Information supplied -
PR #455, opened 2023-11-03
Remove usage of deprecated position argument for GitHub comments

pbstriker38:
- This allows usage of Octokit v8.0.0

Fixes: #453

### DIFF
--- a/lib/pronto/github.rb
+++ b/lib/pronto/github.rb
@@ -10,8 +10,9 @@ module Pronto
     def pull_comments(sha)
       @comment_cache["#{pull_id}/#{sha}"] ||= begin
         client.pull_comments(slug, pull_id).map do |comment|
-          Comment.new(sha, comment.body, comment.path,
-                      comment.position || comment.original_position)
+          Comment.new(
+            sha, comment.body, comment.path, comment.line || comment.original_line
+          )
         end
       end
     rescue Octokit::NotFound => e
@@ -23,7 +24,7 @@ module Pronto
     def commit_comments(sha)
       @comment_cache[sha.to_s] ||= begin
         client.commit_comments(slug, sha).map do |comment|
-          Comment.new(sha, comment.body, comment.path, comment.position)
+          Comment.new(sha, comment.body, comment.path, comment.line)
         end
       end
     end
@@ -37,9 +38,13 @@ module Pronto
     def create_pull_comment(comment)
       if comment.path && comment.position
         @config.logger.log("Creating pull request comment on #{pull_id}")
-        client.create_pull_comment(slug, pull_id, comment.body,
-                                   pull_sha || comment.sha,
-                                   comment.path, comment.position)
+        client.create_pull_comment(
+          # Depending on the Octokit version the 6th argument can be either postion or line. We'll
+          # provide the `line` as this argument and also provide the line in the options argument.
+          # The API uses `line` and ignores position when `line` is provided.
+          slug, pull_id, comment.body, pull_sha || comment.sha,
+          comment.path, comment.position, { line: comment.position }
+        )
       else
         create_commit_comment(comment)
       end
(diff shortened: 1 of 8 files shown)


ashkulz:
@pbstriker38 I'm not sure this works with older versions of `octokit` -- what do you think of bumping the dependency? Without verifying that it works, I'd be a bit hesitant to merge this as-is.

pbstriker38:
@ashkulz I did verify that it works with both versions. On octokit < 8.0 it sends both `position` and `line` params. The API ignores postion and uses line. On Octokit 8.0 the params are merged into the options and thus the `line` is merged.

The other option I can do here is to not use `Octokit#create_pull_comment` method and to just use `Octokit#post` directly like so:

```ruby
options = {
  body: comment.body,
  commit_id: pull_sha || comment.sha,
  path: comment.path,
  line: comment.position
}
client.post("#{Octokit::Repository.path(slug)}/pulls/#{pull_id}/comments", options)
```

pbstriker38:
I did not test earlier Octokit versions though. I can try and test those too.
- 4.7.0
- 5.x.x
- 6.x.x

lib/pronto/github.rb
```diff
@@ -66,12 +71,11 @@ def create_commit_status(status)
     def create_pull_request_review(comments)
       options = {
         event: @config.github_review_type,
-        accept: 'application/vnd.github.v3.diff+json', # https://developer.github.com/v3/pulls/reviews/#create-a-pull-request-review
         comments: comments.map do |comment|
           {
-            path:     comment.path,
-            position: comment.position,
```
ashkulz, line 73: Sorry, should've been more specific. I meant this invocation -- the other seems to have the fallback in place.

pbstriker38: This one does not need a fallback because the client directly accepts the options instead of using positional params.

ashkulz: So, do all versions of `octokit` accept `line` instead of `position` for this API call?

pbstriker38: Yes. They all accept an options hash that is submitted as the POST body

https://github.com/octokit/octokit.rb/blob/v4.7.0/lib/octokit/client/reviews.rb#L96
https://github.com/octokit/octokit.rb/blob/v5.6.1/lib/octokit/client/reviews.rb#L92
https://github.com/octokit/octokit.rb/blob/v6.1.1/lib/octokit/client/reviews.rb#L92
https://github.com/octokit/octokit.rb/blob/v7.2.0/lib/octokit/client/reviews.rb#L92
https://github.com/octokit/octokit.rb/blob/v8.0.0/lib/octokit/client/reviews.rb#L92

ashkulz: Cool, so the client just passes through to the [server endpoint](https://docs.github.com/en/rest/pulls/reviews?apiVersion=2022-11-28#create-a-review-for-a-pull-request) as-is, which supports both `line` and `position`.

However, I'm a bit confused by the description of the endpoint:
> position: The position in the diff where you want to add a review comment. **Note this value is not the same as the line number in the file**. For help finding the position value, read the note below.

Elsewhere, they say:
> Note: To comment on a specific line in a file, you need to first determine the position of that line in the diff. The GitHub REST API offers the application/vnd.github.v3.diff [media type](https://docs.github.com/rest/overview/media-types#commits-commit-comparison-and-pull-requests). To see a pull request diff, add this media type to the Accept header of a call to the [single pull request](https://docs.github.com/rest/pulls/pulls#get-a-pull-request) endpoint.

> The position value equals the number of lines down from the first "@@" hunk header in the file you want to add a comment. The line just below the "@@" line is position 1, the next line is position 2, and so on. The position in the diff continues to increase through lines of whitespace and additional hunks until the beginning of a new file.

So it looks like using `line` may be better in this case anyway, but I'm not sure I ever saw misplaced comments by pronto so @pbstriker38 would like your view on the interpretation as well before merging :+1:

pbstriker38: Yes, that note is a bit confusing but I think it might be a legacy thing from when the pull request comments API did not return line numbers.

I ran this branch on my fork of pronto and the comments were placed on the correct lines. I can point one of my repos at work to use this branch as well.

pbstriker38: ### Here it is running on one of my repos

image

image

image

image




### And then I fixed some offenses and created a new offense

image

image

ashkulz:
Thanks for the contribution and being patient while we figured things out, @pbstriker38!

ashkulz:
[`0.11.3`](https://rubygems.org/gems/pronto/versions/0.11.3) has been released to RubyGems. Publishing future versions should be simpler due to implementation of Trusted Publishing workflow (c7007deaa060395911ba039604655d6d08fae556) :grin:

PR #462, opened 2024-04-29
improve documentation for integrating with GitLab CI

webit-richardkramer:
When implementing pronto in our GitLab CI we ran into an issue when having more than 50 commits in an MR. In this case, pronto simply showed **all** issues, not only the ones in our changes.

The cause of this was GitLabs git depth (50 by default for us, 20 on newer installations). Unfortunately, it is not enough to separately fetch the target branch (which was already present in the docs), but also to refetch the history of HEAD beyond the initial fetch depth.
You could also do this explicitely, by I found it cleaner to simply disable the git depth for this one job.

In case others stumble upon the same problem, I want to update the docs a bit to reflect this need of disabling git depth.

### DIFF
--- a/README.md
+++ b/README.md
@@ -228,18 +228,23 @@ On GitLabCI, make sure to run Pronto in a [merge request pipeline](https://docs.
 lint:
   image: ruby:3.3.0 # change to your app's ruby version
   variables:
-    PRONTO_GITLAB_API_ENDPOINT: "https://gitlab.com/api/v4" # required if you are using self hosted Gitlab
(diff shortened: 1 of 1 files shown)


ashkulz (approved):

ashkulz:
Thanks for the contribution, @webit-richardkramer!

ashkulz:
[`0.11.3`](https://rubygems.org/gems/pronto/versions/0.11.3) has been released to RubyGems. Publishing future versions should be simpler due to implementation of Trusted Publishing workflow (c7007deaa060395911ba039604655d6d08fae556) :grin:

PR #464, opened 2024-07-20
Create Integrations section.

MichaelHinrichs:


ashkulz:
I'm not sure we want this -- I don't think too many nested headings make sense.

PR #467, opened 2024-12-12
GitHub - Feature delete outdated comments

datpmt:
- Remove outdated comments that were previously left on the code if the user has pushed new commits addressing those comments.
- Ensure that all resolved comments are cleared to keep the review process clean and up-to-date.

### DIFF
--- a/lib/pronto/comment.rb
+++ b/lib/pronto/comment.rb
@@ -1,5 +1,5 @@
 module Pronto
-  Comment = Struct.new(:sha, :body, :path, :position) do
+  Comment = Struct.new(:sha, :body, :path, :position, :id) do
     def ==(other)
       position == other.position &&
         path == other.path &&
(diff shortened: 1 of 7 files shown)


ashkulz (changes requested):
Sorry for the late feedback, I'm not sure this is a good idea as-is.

Directions for this task - Take the entries above and return only the lines from the one with "When implementing pronto" to the one with "--- a/README.md", both included, unchanged.

Task solution -
When implementing pronto in our GitLab CI we ran into an issue when having more than 50 commits in an MR. In this case, pronto simply showed **all** issues, not only the ones in our changes.

The cause of this was GitLabs git depth (50 by default for us, 20 on newer installations). Unfortunately, it is not enough to separately fetch the target branch (which was already present in the docs), but also to refetch the history of HEAD beyond the initial fetch depth.
You could also do this explicitely, by I found it cleaner to simply disable the git depth for this one job.

In case others stumble upon the same problem, I want to update the docs a bit to reflect this need of disabling git depth.

### DIFF
--- a/README.md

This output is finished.